El golpe del dictador paquistaní coloca su país ante el abismo. Y a Bush, ante un dilema

El estado de excepción decretado en Pakistán por el presidente Pervez Musharraf y la suspensión de las garantías constitucionales liquida las expectativas de apertura en el crucial país asiático. La decisión del dictador, anticipándose a un fallo del Tribunal Supremo en contra de su elección por el Parlamento el mes pasado para un nuevo mandato presidencial, se acompaña de las medidas del manual del golpe de Estado: el Ejército en las calles, control de televisiones, radios y comunicaciones y detenciones masivas de opositores y defensores de los derechos civiles.

Musharraf, llegado al poder en un cuartelazo incruento en 1999, ha justificado su autogolpe en el auge del terrorismo y las interferencias del poder judicial (un reducto contra sus excesos) en la gobernación del país.
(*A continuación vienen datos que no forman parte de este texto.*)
PR #2569, opened 2026-08-11
use Patch-based event dedup in EmitNodeWarningEvent

jianzhangbjz:
**What type of PR is this?**

/kind bug

Replace `Events().Update()` with `Events().Patch()` in `EmitNodeWarningEvent` to fix an RBAC permission violation. The scheduler ClusterRole only grants `create, get, list` on events — calling `Update()` requires the `update` verb which wasn't granted.
The previous attempt removed client-side event dedup entirely, but that would create duplicate events on repeated calls since the API server does not deduplicate by involvedObject+reason. Instead, this uses `Patch` to update the count and timestamp of matching events, and adds `patch` to the events verbs in the scheduler ClusterRole.

Fixes #

Discovered by the `rbaccheck` Go AST tool(https://github.com/Project-HAMi/HAMi/pull/2567) that flags RBAC permission violations at CI time. 

No — events are still emitted, just without client-side deduplication. The API server handles deduplication automatically.

This PR was written primarily by Claude Code.

## Summary by CodeRabbit

* **Bug Fixes**
  * Improved GPU warning event handling to reliably update matching events and avoid duplicate notifications.
  * Added safeguards for unavailable event clients.
  * Ensured event permissions support updating existing warnings.
* **Maintenance**
  * Simplified warning event tracking by removing time-based deduplication.

### DIFF
--- a/charts/hami/templates/device-plugin/monitorrole.yaml
+++ b/charts/hami/templates/device-plugin/monitorrole.yaml
@@ -32,6 +32,7 @@ rules:
       - list
       - create
       - update
+      - patch
 {{- end -}}
     
     
--- a/pkg/device-plugin/nvidiadevice/nvinternal/plugin/register.go
+++ b/pkg/device-plugin/nvidiadevice/nvinternal/plugin/register.go
@@ -224,8 +224,7 @@ func (plugin *NvidiaDevicePlugin) RegisterInAnnotation() (bool, error) {
 		if hasAsymmetry {
 			util.EmitNodeWarningEvent(node, "AsymmetricGPUP2PLink",
 				"One or more GPU pairs on this node have asymmetric P2P link data; "+
-					"affected pairs scored 0 (possible NVLink hardware or driver issue)",
-				time.Hour)
+					"affected pairs scored 0 (possible NVLink hardware or driver issue)")
 		}
 		data, err = json.Marshal(gpuScore)
 		if err != nil {
--- a/pkg/util/util.go
+++ b/pkg/util/util.go
@@ -282,8 +282,10 @@ func AllContainersCreated(pod *corev1.Pod) bool {
 	return len(pod.Status.ContainerStatuses) >= len(pod.Spec.Containers)
 }
 
-// EmitNodeWarningEvent emits a Warning event on the given Node with deduplication.
-func EmitNodeWarningEvent(node *corev1.Node, reason, message string, dedupWindow time.Duration) {
+// EmitNodeWarningEvent emits a Warning event on the given Node.
+// If an existing event with the same node and reason is found, the
+// count is incremented via Patch to avoid creating duplicates.
+func EmitNodeWarningEvent(node *corev1.Node, reason, message string) {
 	c := client.GetClient()
 	if c == nil {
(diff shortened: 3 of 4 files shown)


mesutoezdil:

jianzhangbjz:
Hi @mesutoezdil , I've updated it. Could you help have a review? Thanks!

mesutoezdil (commented):
left two questions inline.

pkg/util/util.go
```diff
@@ -282,8 +282,10 @@ func AllContainersCreated(pod *corev1.Pod) bool {
 	return len(pod.Status.ContainerStatuses) >= len(pod.Spec.Containers)
 }
 
-// EmitNodeWarningEvent emits a Warning event on the given Node with deduplication.
-func EmitNodeWarningEvent(node *corev1.Node, reason, message string, dedupWindow time.Duration) {
+// EmitNodeWarningEvent emits a Warning event on the given Node.
+// The Kubernetes API server handles event deduplication automatically
```
mesutoezdil: is this true for a plain create with generatename? each call makes a new object, no shared name to merge on. if this fires every cycle on a stuck node, will it spam many duplicate events instead of one counted event?

pkg/device-plugin/nvidiadevice/nvinternal/plugin/register.go
```diff
@@ -225,7 +225,7 @@ func (plugin *NvidiaDevicePlugin) RegisterInAnnotation() (bool, error) {
 			util.EmitNodeWarningEvent(node, "AsymmetricGPUP2PLink",
 				"One or more GPU pairs on this node have asymmetric P2P link data; "+
 					"affected pairs scored 0 (possible NVLink hardware or driver issue)",
-				time.Hour)
+				)
```
mesutoezdil: stray comma and closing paren on its own line here. gofmt would not leave it like this.

pkg/util/util.go
jianzhangbjz: You're right! However, it doesn't trigger every 30-second cycle; it only triggers when an anomaly is first detected in the GPU topology state. Anyway, let me make a more secure solution.

jianzhangbjz:
Hi @mesutoezdil , I added the `patch` permission as a new solution. Could you help have a review? Thanks!

charts/hami/templates/device-plugin/monitorrole.yaml
```diff
@@ -32,6 +32,7 @@ rules:
       - list
       - create
       - update
+      - patch
```
mesutoezdil, line 35: emitnodewarningevent has exactly one caller, register.go, which runs under this exact role. this role already had update on events before this pr. so the original update() call was never actually forbidden, rbaccheck flagged it against the scheduler clusterrole instead, which never calls this function at all. does that mean the real bug here was never an rbac violation, just rbaccheck checking the wrong role file?

jianzhangbjz: Yes, correct. Thanks! I've updated https://github.com/Project-HAMi/HAMi/pull/2567 to avoid this kind of false alarm. Closed it.

PR #2571, opened 2026-08-11
fix: Handle HTTP response write errors in scheduler routes

shinigami-777:
**What type of PR is this?**
/kind cleanup

This PR error handling for HTTP `w.Write()` calls. Previously, if `w.Write()` failed when returning the scheduler binding or filter results, the error was silently ignored without any visibility. 

Changes Made:

- `pkg/scheduler/routes/route.go`: Added error handling for `w.Write()` in both PredicateRoute and Bind handlers to log write failures.
- `pkg/scheduler/routes/route_test.go`: Added dedicated regression tests (`TestPredicateRoute_WriteError` and `TestBind_WriteError`) for this exact failure path.

The new tests mock an `http.ResponseWriter` that forcibly returns an error when `Write()` is called. The test captures the internal klog output and asserts that the Failed to write response error is successfully recorded. 

Fixes #

This is a followup to the earlier broader PR #2279 . It introduces a minimal change along with the regression test.

AI assistance disclosure:
I manually ran `errcheck` to catch the unhandled cases. The changes was made using assistance from Gemini 3.1 Pro. I have manually verified the changes and the new regressions tests.

No, this PR is for error handling. If the server fails to write an HTTP response back to a client, the error is logged to the scheduler's internal logs rather than failing silently.

## Summary by CodeRabbit

* **Bug Fixes**
  * Improved handling of failures when sending Predicate and Bind responses.
  * Added diagnostic logging when response delivery fails, while preserving existing response behavior.
* **Tests**
  * Added coverage to verify response-write failures are correctly detected and logged.

### DIFF
--- a/pkg/scheduler/routes/route.go
+++ b/pkg/scheduler/routes/route.go
@@ -40,6 +40,14 @@ func checkBody(w http.ResponseWriter, r *http.Request) bool {
 	return true
 }
 
+func writeResponse(w http.ResponseWriter, code int, body []byte) {
+	w.Header().Set("Content-Type", "application/json")
+	w.WriteHeader(code)
+	if _, err := w.Write(body); err != nil {
+		klog.ErrorS(err, "Failed to write response")
+	}
+}
+
 func PredicateRoute(s *scheduler.Scheduler) httprouter.Handle {
 	klog.Infoln("Initializing Predicate Route")
 	return func(w http.ResponseWriter, r *http.Request, _ httprouter.Params) {
@@ -83,21 +91,15 @@ func PredicateRoute(s *scheduler.Scheduler) httprouter.Handle {
 
 		if resultBody, err := json.Marshal(extenderFilterResult); err != nil {
 			klog.ErrorS(err, "Failed to marshal extender filter result", "result", extenderFilterResult)
-			w.Header().Set("Content-Type", "application/json")
-			w.WriteHeader(http.StatusInternalServerError)
 			extenderFilterResult = &extenderv1.ExtenderFilterResult{
 				Error: fmt.Sprintf("Failed to marshal extender filter result: %s", err.Error()),
 			}
 			resultBody, _ = json.Marshal(extenderFilterResult)
-			if _, err := w.Write(resultBody); err != nil {
-				klog.ErrorS(err, "Failed to write response")
-			}
+			// Note: write error in this fallback path is not explicitly tested
+			// as it requires both a marshal failure and a write failure.
+			writeResponse(w, http.StatusInternalServerError, resultBody)
 		} else {
-			w.Header().Set("Content-Type", "application/json")
-			w.WriteHeader(http.StatusOK)
-			if _, err := w.Write(resultBody); err != nil {
-				klog.ErrorS(err, "Failed to write response")
-			}
+			writeResponse(w, http.StatusOK, resultBody)
 		}
 	}
 }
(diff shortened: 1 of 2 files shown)


pkg/scheduler/routes/route.go
```diff
@@ -89,11 +89,15 @@ func PredicateRoute(s *scheduler.Scheduler) httprouter.Handle {
 				Error: fmt.Sprintf("Failed to marshal extender filter result: %s", err.Error()),
 			}
 			resultBody, _ = json.Marshal(extenderFilterResult)
-			w.Write(resultBody)
+			if _, err := w.Write(resultBody); err != nil {
```
mesutoezdil: new test does not cover this line. only the write below it is tested. this one is in the marshal error branch, hard to trigger, but worth a note.

pkg/scheduler/routes/route.go
```diff
@@ -134,12 +138,16 @@ func Bind(s *scheduler.Scheduler) httprouter.Handle {
...
-			w.Write(response)
+			if _, err := w.Write(response); err != nil {
+				klog.ErrorS(err, "Failed to write response")
+			}
 		} else {
 			klog.V(5).InfoS("Returning bind response", "result", extenderBindingResult)
 			w.Header().Set("Content-Type", "application/json")
 			w.WriteHeader(http.StatusOK)
-			w.Write(response)
+			if _, err := w.Write(response); err != nil {
```
mesutoezdil: same three line block appears four times now. a small helper like writeresponse(w, body) could remove the repeat.

mesutoezdil (commented):
left two small notes inline. checked all w.Write calls in this file, this covers all of them.

pkg/scheduler/routes/route.go
shinigami-777: Yes, added a helper function writeResponse(w, code, response) to get rid of the repetation.

pkg/scheduler/routes/route.go
shinigami-777: I added a comment in the 2 places where it remains untested. A way to test this would be to create a variable for json.Marshal `var jsonMarshal = json.Marshal` at the package level. We can use this to mock in the tests to force a marshal error and verify the fallback.
I held off on doing it since mocking standard library functions via global variables might be considered as an anti-pattern. Lmk if you'd prefer having it for better coverage.

pkg/scheduler/routes/route.go
```diff
@@ -83,17 +91,15 @@ func PredicateRoute(s *scheduler.Scheduler) httprouter.Handle {
...
 		if resultBody, err := json.Marshal(extenderFilterResult); err != nil {
 			klog.ErrorS(err, "Failed to marshal extender filter result", "result", extenderFilterResult)
-			w.Header().Set("Content-Type", "application/json")
-			w.WriteHeader(http.StatusInternalServerError)
 			extenderFilterResult = &extenderv1.ExtenderFilterResult{
 				Error: fmt.Sprintf("Failed to marshal extender filter result: %s", err.Error()),
 			}
 			resultBody, _ = json.Marshal(extenderFilterResult)
-			w.Write(resultBody)
+			// Note: write error in this fallback path is not explicitly tested
```
mesutoezdil, line 98: can json.Marshal actually fail on a real extenderfilterresult here, given its fields are just nodelist, string slice, and maps? or is this branch practically unreachable through normal inputs?

shinigami-777: Yes json.Marshal will practically never fail on a real extenderfilterresult.

archlitchi (approved):
/lgtm

archlitchi (approved):
/lgtm

PR #2577, opened 2026-08-11
fix(kunlun): honour use-gpuuuid and nouse-gpuuuid annotations

Lakshya77089:
**What type of PR is this?**

/kind bug

`KunlunUseUUID` (`baidu.com/use-gpuuuid`) and `KunlunNoUseUUID` are defined in
`pkg/device/kunlun/device.go` but never read. Neither `KunlunDevices.Fit` nor
`KunlunVDevices.Fit` calls `device.CheckUUID`, so:

- a pod asking for a specific XPU is scheduled onto any of them
- `nouse-gpuuuid` cannot exclude a card

No error, no warning — the annotation is silently ignored.

Every other backend does call it: nvidia, amd, ascend, awsneuron, biren,
cambricon, enflame, hygon, iluvatar, metax and mthreads. Kunlun looks like it
was simply missed — the constants were added with the backend in #1121, then
#1622 extracted the shared `CheckUUID` helper and migrated the other backends
without kunlun, and #2045 changed the helper again, also without kunlun.

**The fix**

The check goes into the `fitFn` that `graghSelect` already takes, rather than
filtering the device slice before calling it. That matters here: `graghSelect`
derives topology from a device's *position* in the slice (`idx < 4` is one
wing), so removing entries would move the remaining cards between wings and
change which interconnect group gets picked. Passing the constraint through
`fitFn` leaves positions untouched.

Both kunlun backends are covered. An allocation that fails only because of the
annotations now reports `CardUuidMismatch` rather than `NumaNotFit`, which was
misleading.

**Tests**

Three tests in `pkg/device/kunlun/device_test.go`, all failing on master:

```
TestKunlunDevices_Fit_UseUUID          asked for xpu-5, got xpu-0
TestKunlunDevices_Fit_NoUseUUID        excluded all 8 cards, still allocated
TestKunlunVDevices_Fit_UUIDAnnotations asked for xpu-3, got xpu-0
```

They pass with this change, and the 20 existing kunlun tests still pass.

None filed — raising the fix directly.

Behaviour change worth naming: a pod that carries these annotations today is
scheduled anywhere, and after this it is restricted to the cards it names. If a
cluster has pods with a stale or wrong `use-gpuuuid` value that currently
schedule fine, they will start failing with `CardUuidMismatch`. That is the
annotation doing what it says, but it is a visible change for anyone who had
been relying on it being ignored.

Not validated on real hardware. The change is confined to the scheduler's
kunlun Fit path and is covered by unit tests, which CONTRIBUTING allows for
scheduler-scoped changes.

```release-note
Kunlun XPU now honours the baidu.com/use-gpuuuid and baidu.com/nouse-gpuuuid
pod annotations, which were previously ignored.
```

---

AI assistance disclosure: this change was developed with Claude Code — finding
the gap, the fix, and the tests. Flagging the extent up front per CONTRIBUTING.

## Summary by CodeRabbit

* **Bug Fixes**
  * Improved Kunlun device allocation with GPU UUID inclusion and exclusion settings.
  * Requests now select specified GPUs when available and clearly report UUID mismatches when unavailable.
  * Added equivalent UUID filtering for virtual Kunlun devices.
  * Preserved topology-aware allocation and idle-device requirements for mutex scheduling.
  * Improved allocation failure reporting for requests that cannot match the specified GPU UUIDs.

### DIFF
--- a/pkg/device/kunlun/device.go
+++ b/pkg/device/kunlun/device.go
@@ -184,10 +184,27 @@ func (kl *KunlunDevices) Fit(devices []*device.DeviceUsage, request device.Conta
 	tmpDevs := make(map[string]device.ContainerDevices)
 	reason := make(map[string]int)
 
-	alloc := graghSelect(devices, request, FitXPU)
+	// graghSelect decides topology from the position of a device in the slice,
+	// so the uuid constraint has to be applied through fitFn rather than by
+	// filtering the slice first.
+	uuidMismatch := 0
+	fitFn := func(d *device.DeviceUsage, r device.ContainerDeviceRequest) bool {
+		if !device.CheckUUID(pod.GetAnnotations(), d.ID, KunlunUseUUID, KunlunNoUseUUID, kl.CommonWord()) {
+			uuidMismatch++
+			klog.V(5).InfoS(common.CardUUIDMismatch, "pod", klog.KObj(pod), "device", d.ID)
+			return false
+		}
+		return FitXPU(d, r)
+	}
+
+	alloc := graghSelect(devices, request, fitFn)
 	if len(alloc) == 0 {
-		reason[common.NumaNotFit]++
-		klog.V(5).InfoS(common.NumaNotFit, "pod", klog.KObj(pod), "device", devices, "request nums", request.Nums, "numa")
+		if uuidMismatch > 0 {
+			reason[common.CardUUIDMismatch] += uuidMismatch
+		} else {
+			reason[common.NumaNotFit]++
+			klog.V(5).InfoS(common.NumaNotFit, "pod", klog.KObj(pod), "device", devices, "request nums", request.Nums, "numa")
+		}
 		return false, tmpDevs, common.GenReason(reason, len(devices))
 	}
 
--- a/pkg/device/kunlun/device.go
+++ b/pkg/device/kunlun/device.go
@@ -187,10 +187,11 @@ func (kl *KunlunDevices) Fit(devices []*device.DeviceUsage, request device.Conta
 	// graghSelect decides topology from the position of a device in the slice,
 	// so the uuid constraint has to be applied through fitFn rather than by
 	// filtering the slice first.
-	uuidMismatch := 0
+	uuidMismatches := make(map[string]bool)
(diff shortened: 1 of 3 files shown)


pkg/device/kunlun/device.go
```diff
@@ -184,10 +184,27 @@ func (kl *KunlunDevices) Fit(devices []*device.DeviceUsage, request device.Conta
...
 	reason := make(map[string]int)
 
-	alloc := graghSelect(devices, request, FitXPU)
+	// graghSelect decides topology from the position of a device in the slice,
+	// so the uuid constraint has to be applied through fitFn rather than by
+	// filtering the slice first.
+	uuidMismatch := 0
+	fitFn := func(d *device.DeviceUsage, r device.ContainerDeviceRequest) bool {
+		if !device.CheckUUID(pod.GetAnnotations(), d.ID, KunlunUseUUID, KunlunNoUseUUID, kl.CommonWord()) {
+			uuidMismatch++
```
mesutoezdil: graghSelect calls fitFn once per device to count wings, then devicepick or interconnect can call fitFn again on the same devices. can uuidmismatch get double counted for the same device across those passes?

Lakshya77089: Yes, are you right ! uuidmismatch is counted twice 
To fix this , I have updated the implementation to track the mismatched devices uniquely using a map:-
uuidMismatches := make(map[string]bool)
rather than simple counter

mesutoezdil:
resolve pls

pkg/device/kunlun/device.go
```diff
@@ -34,6 +34,8 @@ const (
 	KunlunDeviceSelection = "BAIDU_COM_DEVICE_IDX"
 	KunlunUseUUID         = "baidu.com/use-gpuuuid"
 	KunlunNoUseUUID       = "baidu.com/nouse-gpuuuid"
+	HamiKunlunUseUUID     = "hami.io/use-kunlun-uuid"
```
mesutoezdil: vdevice.go has UseUUIDAnno already (hami.io/use-xpu-uuid). why a new key here instead of reusing it?

archlitchi:
please resolve comments and sign-off your commit

archlitchi (approved):
/lgtm

PR #2579, opened 2026-08-11
cleanup(metax): decouple MetaxDevices.ScoreNode (Metax-GPU) from the scheduler policy string

### LINKED ISSUE #2572: Decouple MetaxDevices.ScoreNode (Metax-GPU) from the scheduler policy string

```go
    sum := 0
        sum += len(dev)
    }

    res := float32(0)
        if ok {
        }
        if ok {
        }
    }
    return res
}
```

**Why is this needed**:

**Evidence**

```
5
0
```

**Proposed solution**

2. Add the marker method:

```go
```

**Affected components**

**Tests required**

**Acceptance criteria**

**Duplicate check**

asadjan4611:
## What this PR does

`MetaxDevices.ScoreNode` (the **Metax-GPU** backend) branched on the scheduler `policy` string, reading a different topology annotation for each policy:

- **Binpack** → `2000 - losses[n]`
- **Spread**  → `2000 - scores[n]`

This is the same coupling that was removed for the sibling **Metax-SGPU** backend in #2404 / #2413. The device layer should not know scheduler policy names, and the `2000 - score` subtraction only existed to flip the sign so the
best node wins under both sort directions.

This PR makes `ScoreNode` return a single **policy-independent, "higher is a better node"** score:

- Prefer the `metax-tech.com/gpu.topology.scores` annotation.
- Fall back to `metax-tech.com/gpu.topology.losses` (converted onto the same
  "higher is better" scale via `2000 - loss`) when `scores` is absent.

`MetaxDevices` now implements the policy-neutral scorer marker, so the shared `OverrideScore` layer owns the `±10000` weighting and the Spread-policy sign inversion — exactly as it already does for Metax-SGPU. **`OverrideScore` itself
is unchanged.**

Fixes #2572

## Why the node ranking is unchanged

When a node advertises **both** annotations, they describe the same underlyingtopology preference, so the lowest-loss node is also the highest-score node. Because `OverrideScore` inverts the sign under Spread (which selects the lowest
score) and keeps it under Binpack (which selects the highest), the **winning node is the same under both policies** as before.

A new test, `TestOverrideScoreMetaxGPUOrderingUnchanged`, asserts this directly:
it builds nodes with consistent annotations, computes the winner each *original*
per-policy rule would have chosen, then weights and sorts the nodes exactly as the scheduler does (`OverrideScore` → `sort.Sort` → `NodeList[len-1]`) and checks the same node wins under both Binpack and Spread.

> **Note for reviewers:** this preserves ordering
> under the assumption that a node exposing both annotations encodes one
> consistent topology preference (min-loss node = max-score node). The issue
> invites maintainer input on whether `losses` and `scores` can ever rank nodes
> inconsistently, and on whether the two annotations should ultimately be
> unified. Happy to adjust the fallback direction (or gate it) based on that.

## Scope

Exactly three files, no changes to the shared scheduler infrastructure that landed with #2413:

- `pkg/device/metax/device.go` — the fix
- `pkg/device/metax/device_test.go` — policy-independence + marker-interface tests
- `pkg/scheduler/policy/node_policy_test.go` — weighted Binpack/Spread cases + ordering-equivalence test

## Acceptance criteria (from #2572)

- [x] `MetaxDevices.ScoreNode` no longer reads the `policy` parameter
- [x] `MetaxDevices` implements the policy-neutral scorer marker
- [x] Binpack and Spread give the same node ranking for Metax-GPU as before (test)
- [x] Policy-independence test added
- [x] Marker-interface test added
- [x] Existing tests still pass
- [x] No scheduling behavior change for Metax-GPU (aside from the intended fix)

## Testing

- `go test ./pkg/device/metax/... ./pkg/scheduler/policy/... -short --race -count=1` — pass
- `go vet` clean, `go build ./...` clean
- `goimports` (local prefix) clean, import aliases correct, license headers present
- `golangci-lint run` on the changed packages — **0 issues**

## Summary by CodeRabbit

* **Improvements**
  * Improved accelerator topology scoring to provide consistent, policy-independent results.
  * Score-based and loss-based topology annotations are now interpreted consistently, with clear precedence rules and fallback behavior.
  * Preserved expected node ordering under both Binpack and Spread scheduling policies.
  * Improved handling of missing topology information and multi-device configurations.

### DIFF
--- a/pkg/device/metax/device.go
+++ b/pkg/device/metax/device.go
@@ -182,36 +182,45 @@ func parseMetaxAnnos(annos string, index int) float32 {
 	return float32(res)
 }
 
+// ScoreNode returns a policy-independent score for the node following a
+// "higher score is a better node" convention. The shared scheduler policy layer
+// is responsible for weighting this score and adapting it to the active
+// scheduling policy (for example, inverting it under the Spread policy).
+//
+// Metax publishes two topology annotations for the requested device count: a
+// "scores" map where higher is better and a "losses" map where lower is better.
+// The scores annotation is used directly; when it is absent the losses
+// annotation is converted onto the same "higher is better" scale. This keeps a
+// node's topology preference effective regardless of which of the two
+// annotations it publishes.
 func (dev *MetaxDevices) ScoreNode(node *corev1.Node, podDevices device.PodSingleDevice, previous []*device.DeviceUsage, policy string) float32 {
 	sum := 0
 	for _, dev := range podDevices {
 		sum += len(dev)
 	}
 
-	res := float32(0)
-	if policy == string(util.NodeSchedulerPolicyBinpack) {
-		lossAnno, ok := node.Annotations[MetaxAnnotationLoss]
-		if ok {
-			// it's preferred to select the node with lower loss
-			loss := parseMetaxAnnos(lossAnno, sum)
-			res = 2000 - loss
-
-			klog.InfoS("Detected annotations", "policy", policy, "key", MetaxAnnotationLoss, "value", lossAnno, "requesting", sum, "extract", loss)
-		}
-	} else if policy == string(util.NodeSchedulerPolicySpread) {
-		scoreAnno, ok := node.Annotations[MetaxAnnotationScore]
-		if ok {
-			// it's preferred to select the node with higher score
-			// But we have to give it a smaller value because of Spread policy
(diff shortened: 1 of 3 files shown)


mesutoezdil:

asadjan4611:
@mesutoezdil 
can you please highlight the issues  bcz i spent a lot of time in this PR and i can't waste it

Pakistán ha sufrido en los últimos meses un rosario de brutales atentados islamistas con centenares de muertos, el último con ocasión del regreso del exilio de Benazir Bhutto. Pero la credibilidad del líder paquistaní ya era mínima antes de su segundo golpe de Estado. La decisión del sábado ensombrece aún más su figura y deslegitima en todo caso cualquier eventual movimiento hacia una fachada representativa que se produjera bajo las actuales circunstancias.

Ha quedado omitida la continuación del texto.